> WORK ORDER: How many lines of the data contain the word "Saturday"? Give only that number.

> ENTRIES SHOWN:
Issue #117, opened 2021-05-10
Add a janitor / way to clean up images


colearendt:
There is a risk in leaving "old" images around too long. We should evaluate having a "janitor" to clean up old and defunct images

colearendt:
A downside here - it is nice having old versions around so that we can easily test old product versions when customers are running into issues in old environments 🤷‍♂️

ianpittwood:
I want to take this one on after I close out a couple other tickets. Docker Hub's [Advanced Image Management API](https://docs.docker.com/docker-hub/api/latest/#tag/images) seems like a decent way to do this, but we'll want to decide what criteria we want to prune on:

* Prune based off image age (i.e. image was pushed >2yrs ago then we can prune it).
* Prune based off last active time, the time since the image was last pushed or pulled. This is supported directly by the API with a default of 1 month.
* Some mix of the two.

We could also consider pruning any "preview" images at a faster clip than other images or even separating them into another feed (i.e. rstudio/workbench-preview) to make the distinction clearer for end users and so we can more easily apply different sets of rules to them. 

I'm leaning towards pruning based on last active time, but maybe at a further out timeline like 6 months to a year.

PR #379, opened 2022-08-19
Add an automation to cleanup old images/manifests/tags

ianpittwood:
Per #117, I implemented a script and Github Workflow to automatically delete images/manifests/tags that have been "inactive" (defined as no push or pull on the image) for the past year. The API endpoint used will not allow for "active" images to be deleted and we did not implement the `ignore_warnings` option that allows the call to bypass that safety feature. The Docker Hub API documentation can be found [here](https://docs.docker.com/docker-hub/api/latest/).

Currently the workflow has `DRY_RUN` hardcoded as enabled to prevent accidental changes prior to review. **This will need to be updated prior to merge.**


.github/workflows/clean-registry.yaml
```diff
@@ -0,0 +1,26 @@
+on:
+  schedule:
+    - cron: 0 0 * * 6
```
colearendt, line 3: Maybe add a comment explaining when this runs? Every Saturday at midnight UTC, right?

Is that when we want a potentially destructive operation running? 😅

.github/workflows/clean-registry.yaml
```diff
@@ -0,0 +1,26 @@
...
+  push:
```
colearendt, line 4: Why are we running on push and pull request too?

.github/workflows/clean-registry.yaml
```diff
@@ -0,0 +1,26 @@
...
+      - dev
+      - dev-rspm
+  pull_request:
+
+name: clean registries
+
+jobs:
+  cleanup:
+    env:
+      DOCKER_HUB_USERNAME: ${{ secrets.DOCKER_HUB_USERNAME }}
```
colearendt, line 16: Worth noting that this will not clean up ghcr.io, where we also push images, correct?

tools/dockerhub_clean.py
```diff
@@ -0,0 +1,145 @@
...
+            batch_count = 0
+            print("Deleting the following images:", file=sys.stderr)
+            pprint(print_image_list, stream=sys.stderr)
+            r = requests.post(ENDPOINTS["delete_images"], headers=headers, json=data)
+            if r.status_code != 200:
+                print(f"{r.status_code} Failed to delete batch of images for {repository}", file=sys.stderr)
+            data["manifests"] = []
+            print_image_list = []
+
+    if data["manifests"]:
```
colearendt, line 119: Maybe worth a comment to note that this is redundant on purpose? Am I right that it catches any "extras" that did not make it to the 25 count.

tools/dockerhub_clean.py
```diff
@@ -0,0 +1,145 @@
...
+        page += 1
+    return image_list
+
+
+def delete_images(bearer_token, repository, image_list, active_from, dry_run=True):
+    headers = {
+        "Authorization": f"Bearer {bearer_token}"
+    }
+    data = {
+        "dry_run": dry_run,
```
colearendt, line 70: I take it this is a post body argument we are sending to docker hub and relying on them to implement the dry run functionality?

tools/dockerhub_clean.py
```diff
@@ -0,0 +1,145 @@
...
+        "active_from": active_from,
+        "manifests": [],
+    }
+    print_image_list = []
+    total_images = 0
+    batch_count = 0
+    for image in image_list:
+        if image["status"] == "active":
```
colearendt, line 78: Is "active" a definition on DockerHub?

colearendt (commented):
Very nice!! My main concern is around the dependencies on docker hub's implementation (i.e. dry run and "active" definition, etc.). This is a scary thing to go sideways (and clear out your repository / take out all customer implementations depending on these images, including our own). Moreover, while "not pulled in a year" seems like it would be sufficient, it also means that it is possible that docker images for versions that we _currently support_ could also be reaped (support lasts 18 months). Is this concerning to folks? Especially since rebuilding those images would likely be pretty tricky given our current architecture?

We also have the same problem on ghcr.io. I wonder whether ghcr plans to implement their own lifecycle policies (like ECR does) at some point.

.github/workflows/clean-registry.yaml
ianpittwood: You can treat it as a placeholder. By default I schedule things on the weekends, but I'm open to do it any other time(s) as well.

.github/workflows/clean-registry.yaml
ianpittwood: Another placeholder. I was between PR and cron, but I mostly added this so I was triggering the dry run every time I pushed. My Docker Hub credentials don't have high enough permissions to do any testing locally.

.github/workflows/clean-registry.yaml
ianpittwood: Yes, the thought behind that was that we can remove older images we no longer wish for people to start out using from Docker Hub where they're more publicly advertised, but keep a longer history of images in GHCR in case we need to go back and troubleshoot something on an older image for an end user. I'm assuming we could implement the same behavior on GHCR though if we want to.

tools/dockerhub_clean.py
ianpittwood: Yup, I'll add that.

tools/dockerhub_clean.py
ianpittwood: Yes, it's part of their API spec to check for errors and warnings on the calls without deleting any images: https://docs.docker.com/docker-hub/api/latest/#tag/images/operation/PostNamespacesDeleteImages

tools/dockerhub_clean.py
ianpittwood: Yes, Docker's default definition is that the image "has been pushed or pulled within the last month", but the time can be adjusted by in most of the API calls with the `active_from` parameter. I changed it to a year for the rough draft of the script.

ianpittwood:
> Moreover, while "not pulled in a year" seems like it would be sufficient, it also means that it is possible that docker images for versions that we _currently support_ could also be reaped (support lasts 18 months). Is this concerning to folks? Especially since rebuilding those old images would likely be pretty tricky given our current architecture?

This is helpful info! I'll change the default for `DAYS_SINCE_LAST_ACTIVE` (which overrides Docker's 30 day definition) from 365 days to 548 days. That should prevent anything within support from being reaped.

I also have a couple extra safeguards embedded in the `delete_images` function to double check that the image is not active (`get_images` filters on this already and Docker issues a warning if you attempt to delete an active image too) and that the image is not currently tagged as `latest`. If there are other safeguards we should implement, I'd be happy to do so.

> We also have the same problem on ghcr.io. I wonder whether ghcr plans to implement their own lifecycle policies (like ECR does) at some point.

There are some Github Actions out there to perform similar tasks: https://github.com/snok/container-retention-policy

Maybe we could look into implementing something like that?

.github/workflows/clean-registry.yaml
colearendt: Yeah I'm inclined to schedule this early in the week... maybe not Monday? So Tuesday? Haha. Lots of holidays on Mondays. I'd just hate for something to go awry and pull someone into working on Saturday / Sunday to figure out what went wrong. Weekends seem great for non-destructive operations that take build time out of a finite queue, but for something destructive, working hours seems best 😄

.github/workflows/clean-registry.yaml
colearendt: Yeah, I'd be inclined to remove this stuff before merging 😄

.github/workflows/clean-registry.yaml
```diff
@@ -0,0 +1,26 @@
...
+      DOCKER_HUB_PASSWORD: ${{ secrets.DOCKER_HUB_ACCESS_TOKEN }}
+      DRY_RUN: 1
```
colearendt, line 18: I think merging this with DRY_RUN on is a good call. Then we can pivot to DRY_RUN: 0 when we're ready to lay waste to the old images!

colearendt (commented):
Just a few nits on the cron stuff 😄

ianpittwood:
> Just a few nits on the cron stuff smile

Should be changed to only run on Tuesdays at midnight now!

.github/workflows/clean-registry.yaml
ianpittwood: Should we perhaps change this to a secret similar to the two above? Something like `DOCKER_HUB_CLEAN_DRY_RUN` that way it's easier for us to flip on and off?

colearendt: My thought was to just merge as-is and then flip it on once verified that things are working as expected. A secret feels weird since it is really just a "repo-wide variable." And "repo-wide variable" has the same scope as code 😄

colearendt (approved):
LGTM!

> SOLUTION: 2